● Action item:
Using the records below, repeat exactly the lines from the one holding "3. Change SAM" through the one holding "secondary alignment \\", both ends included, and no others.

Records provided Start Marker

PR #95, opened 2015-07-14
FAO @vadimzalunin: Fixed bad encoding example.  Fixed Feature Codes table.

jkbonfield:
See https://sourceforge.net/p/samtools/mailman/message/34293215/ for a
discussion on these.  The first of these is just a bad example which
appears to have been incorrect since version 1.1.  The second is an
error caused during the multi-base sequence and quality features.
They're listed as BA/QS data series but are implemented in both C and
Java as BB/QQ.

Additionally the 'A' "bases and scores" pair is not implemented in
either C nor Java.  I commented this out for now as we haven't found a
reason for it and if anyone else did start using it then it'd break
our implementations.

### DIFF
--- a/CRAMv3.tex
+++ b/CRAMv3.tex
@@ -235,15 +235,14 @@ Subexponential encoding example:
 
 The first byte ``0x7'' is the codec id. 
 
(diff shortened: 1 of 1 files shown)


vadimzalunin:
+1 looks good

Issue #85, opened 2015-05-08
Real-world usage of 0x200 failedVendorQualityChecks flag


jmarshall:
The SAM specification describes the 0x200 flag bit as _not passing quality controls_ (and the pre-LaTeX version of the spec described it as _the read fails platform/vendor quality checks_).

It also describes it as the _filtered_ bit in §2 (Recommended Practices) when introducing annotation dummy reads:

> Annotation dummy reads: These have SEQ set to `*`, FLAG bits 0x100 and 0x200 set (secondary and filtered), and a CT tag.

In the real world today, do we actually see bad-quality reads in BAM files with their _not passing quality controls_ flags set?

@lh3 [recently commented elsewhere](https://github.com/ga4gh/schemas/pull/292#issuecomment-97127759) that "almost no one uses failedVendorQualityChecks nowadays".  Probably the usual practice is for such quality-failed reads to be just omitted from BAM files rather than kept and marked with this flag, and probably this has been the case for quite some time.

Would it be worth repurposing this flag as a general _this-read-is-filtered-out_ flag?  This would be as simple as changing the description in the flag bit table, e.g.:

> not passing filters, such as platform/vendor quality controls

lh3:
I support this.

yfarjoun:
With hiseqX this is true since there are so many failed reads, but with the
non-patterned flowcell machines we keep the failing reads around. I
remember that David Jaffee said that his group looks at all reads,
including the PF failed reads for assembly....

lh3:
John just changed this flag to something more general. It would not cause any compatible issues as far as I see. Broad can still use this flag to mark PF'ed reads.

nh13:
I support this as well.

yfarjoun:
Hi,

I might be missing something but I couldn't find 0x800 bit definition from
the BAM spec in the v3 spec document for CRAM.

The flag is included in the code
(htsjdk/samtools/cram/structure/CramCompressionRecord.java:41), but not in
the document.

I presume that this is a typo, but I just wanted to make sure before
changing the document.

Yossi.

jmarshall:
@yfarjoun: This is #61, and I'm a bit surprised they still haven't made this seemingly obvious editorial fix…

yfarjoun:
sorry, I should have checked the issues.

Y.

PR #99, opened 2015-08-25
Various small SAM spec changes

jmarshall:
1. Generalise 0x200 flag bit as _filtered-out bit_, as discussed in #85.

2. Clarify that unspecified FLAG bits are reserved for future use, in response to a [samtools-devel question](http://sourceforge.net/p/samtools/mailman/message/34386981/).  Possibly this would be better added to §**Recommended Practice** rather than in the **FLAG** definition?

3. Change SAM maximum QNAME length to match the BAM limit.

### DIFF
--- a/SAMv1.tex
+++ b/SAMv1.tex
@@ -296,7 +296,7 @@ Each bit is explained in the following table:
    64 &   0x40 & the first segment in the template \\
   128 &   0x80 & the last segment in the template \\
   256 &  0x100 & secondary alignment \\
-  512 &  0x200 & not passing quality controls \\
+  512 &  0x200 & not passing filters, such as platform/vendor quality controls \\
  1024 &  0x400 & PCR or optical duplicate \\
  2048 &  0x800 & supplementary alignment \\
   \hline
--- a/SAMv1.tex
+++ b/SAMv1.tex
@@ -257,7 +257,7 @@ of the mandatory fields in the SAM format:
   \hline
   {\bf Col} & {\bf Field} & {\bf Type} & {\bf Regexp/Range} & {\bf Brief description} \\
   \hline
-  1 & {\sf QNAME} & String & \verb:[!-?A-~]{1,255}: & Query template NAME\\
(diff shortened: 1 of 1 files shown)


jmarshall:
It turns out that BAM can represent a QNAME of up to 254 characters.  If you try to read a SAM record with a 255-character QNAME, samtools complains:

> [E::sam_parse1] query name too long
> [W::sam_read1] parse error at line 7

(and samtools-0.1.19 segfaults).  If you try to convert such a SAM record to BAM, Picard complains:

> java.lang.IllegalArgumentException: Value (256) to large to be written as ubyte.
>	at htsjdk.samtools.util.BinaryCodec.writeUByte(BinaryCodec.java:317)

(although ValidateSamFile is happy with it).  So since 255-character QNAMEs don't work in both implementations, I think we can just change the spec to 254 for SAM even though this technically is a new restriction.

karel-brinda:
Hi, just a quick question. How difficult would be to add support for QNAMEs of any length in SAMtools and Picard (theoretically)? Is it only a problem of some fixed-size buffers or is it a conceptual issue of BAM?

For RNF and RNFtools, this is a very limiting restriction. If read name exceeds length 255 (I will have to change it to 254), a special file must be created to represent those long read names out of SAM/BAM.

Is it clear now that future sequencing technologies will not need more than 254/255 characters (e.g., to save some additional information besides bases and qualities)?

jmarshall:
As noted, the limiting factor is `l_read_name`'s representation in BAM (§4.2).  It is a question of the format, not the implementations (i.e., samtools/Picard).

Current sequencing technologies encode tile coordinates etc in QNAME, and 50 or so characters appears to be more than adequate.  If future sequencing technologies have more voluminous additional data, they will do well to output unaligned-BAM rather than FASTQ or otherwise use a more flexible approach that hacking information into a rather constrained QNAME.

jmarshall:
@jacarey: Can I get a :+1: on each of 1–3?

jacarey:
:+1:  to all

Issue #100, opened 2015-09-10
suggestion: aliases in @SQ section


lindenb:
A suggestion for the Sam Sequence dictionary: would it be possible to add an optional list of aliases in the @SQ header ? softwares would use those aliases to fix the various nomenclatures (UCSC, ENSEMBL )

Something like:

```
@SQ SN:MT LN:12345 AL:chrMT|chrM
@SQ SN:X LN:1234567 AL:chrX|chr0X|0X
```

then

```
samtools view my.bam MT:1-100
```

would return the same ouput than

```
samtools view my.bam chrM:1-100
```

atks:
I think we should have this for the contigs in VCF too.

jmarshall:
This is IMHO a rather good idea, although we'd have to come up with a different separator as e.g. [NCBI](http://www.ncbi.nlm.nih.gov/nuccore/251831106?report=fasta) likes to use `|` characters within sequence names.  I might prefer `AN:` or so ("alternative/alias names") to parallel `SN:`.

We'd also have to think about what rules are necessary around distinctness, and to be explicit whether alignment records in SAM files would be allowed to use these aliases in RNAME/RNEXT (surely not!).

jmarshall:
It seems NCBI will be [phasing out their `|` characters in sequence names](http://www.ncbi.nlm.nih.gov/news/03-02-2016-phase-out-of-GI-numbers/), though we probably still can't use `|` here as people will still have older NCBI files lying around.

vadimzalunin:
are aliases known at write time? seems like aliases are read time decision to me.

dpryan79:
Most programs don't currently know about them when they make BAM files, but that could be changed.

I have to mention that dealing with different naming schemes is a huge annoyance, particularly on things like Galaxy where you have novice users who are often not aware of this issue and inevitably need to be walked through properly munging things.

jmarshall:
We discussed this at some length back at our September meeting (and I'm finally writing up my notes from then).  We continue to mostly like the idea in principle, but need to spell out rules around uniqueness and so on.

We noted that we can use this as an opportunity to define the alias regexp to be the excellently tight regexp (disallowing especially `:`, so `chr:beg-end` notation is unambiguous, and perhaps other punctuation too; cf #167) that we wish we'd always had for `SN`.  Doing so will solve the what-separator-to-use problem, and provide a path towards restricting `SN` to the same regexp.

[...]

PR #103, opened 2015-10-12
implementation of https://github.com/samtools/hts-specs/issues/100

lindenb:
Hi , this is a pull request to suggest a new Tag **AN**  for **@SEQ** in the sequence dictionary.

> Reference sequence Aternative Names. A semicolon separated list of alternative names for this sequence e.g:
> 1;01;CM000663;NC 000001.10. Tools are free to use this information to decode the users’ posi-
> tions.

see also issue id 100: https://github.com/samtools/hts-specs/issues/100


jmarshall:
Thanks.  Closing so we keep discussion in one place: issue #100.

PR #111, opened 2015-11-19
Fixed typo/formatting in SAM spec

laserson:


laserson:
Sorry, even in initial commit I made a similar error.  Should be good now.

jmarshall:
Thanks.  It's hard to believe that one was there for so long!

Records provided End Marker

● Expected answer:
3. Change SAM maximum QNAME length to match the BAM limit.

### DIFF
--- a/SAMv1.tex
+++ b/SAMv1.tex
@@ -296,7 +296,7 @@ Each bit is explained in the following table:
    64 &   0x40 & the first segment in the template \\
   128 &   0x80 & the last segment in the template \\
   256 &  0x100 & secondary alignment \\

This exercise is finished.